> Working data:
______________________________
PR #1340, opened 2017-07-21
[CI] Switch AppVeyor from Debug to Release builds

tcNickolas:


tcNickolas:
I wish they did! A clean build on this pull request is an accident, two builds of the same bits on my clone of the repository both fail, one with protoc version missing and the other with `TestFailMapperEvaluatorsOnDispose` failure.

But building in Release definitely doesn't introduce new constant failures.

tcNickolas:
@motus Do you want to merge this PR? I don't expect I'll need to do any changes, it's very straightforward

jwang98052:
Any possibility to enable both debug and release builds?

tcNickolas:
@jwang98052 It is possible if we spawn three more jobs (debug x VS 2013, VS 2015 and VS 2017 + release x VS 2013, VS 2015 and VS 2017), though I don't remember the syntax off the top of my head. But this means that each build will take 3 hours (each build job takes about 30 minutes, and they are executed sequentially, not in parallel). We already see queue blocked sometimes when several pull requests are updated at nearly the same time or one pull request is updated with a minor fix, with 3 hours per build it will only get worse - we'll be able to squeeze in just a couple of builds per day. I really don't want to do that.

Do we really need both debug and release builds? I thought release includes everything done in debug

jwang98052:
Agree. LGTM. I will merge it,

PR #1343, opened 2017-07-26
[REEF-1839] HelloREEF doesn't have instructions to use as a standalon…

rogancarr:
…e application

This addressed the issue by
  * Adding directions on how to use HelloREEF as a standalone application

### DIFF
--- a/dev/change_version.py
+++ b/dev/change_version.py
@@ -1,3 +1,4 @@
+#!/usr/bin/env python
______________________________
> Exercise instructions: Please give the full set of data again exactly.

> Exercise answer:
PR #1340, opened 2017-07-21
[CI] Switch AppVeyor from Debug to Release builds

tcNickolas:


tcNickolas:
I wish they did! A clean build on this pull request is an accident, two builds of the same bits on my clone of the repository both fail, one with protoc version missing and the other with `TestFailMapperEvaluatorsOnDispose` failure.

But building in Release definitely doesn't introduce new constant failures.

tcNickolas:
@motus Do you want to merge this PR? I don't expect I'll need to do any changes, it's very straightforward

jwang98052:
Any possibility to enable both debug and release builds?

tcNickolas:
@jwang98052 It is possible if we spawn three more jobs (debug x VS 2013, VS 2015 and VS 2017 + release x VS 2013, VS 2015 and VS 2017), though I don't remember the syntax off the top of my head. But this means that each build will take 3 hours (each build job takes about 30 minutes, and they are executed sequentially, not in parallel). We already see queue blocked sometimes when several pull requests are updated at nearly the same time or one pull request is updated with a minor fix, with 3 hours per build it will only get worse - we'll be able to squeeze in just a couple of builds per day. I really don't want to do that.

Do we really need both debug and release builds? I thought release includes everything done in debug

jwang98052:
Agree. LGTM. I will merge it,

PR #1343, opened 2017-07-26
[REEF-1839] HelloREEF doesn't have instructions to use as a standalon…

rogancarr:
…e application

This addressed the issue by
  * Adding directions on how to use HelloREEF as a standalone application

### DIFF
--- a/dev/change_version.py
+++ b/dev/change_version.py
@@ -1,3 +1,4 @@
+#!/usr/bin/env python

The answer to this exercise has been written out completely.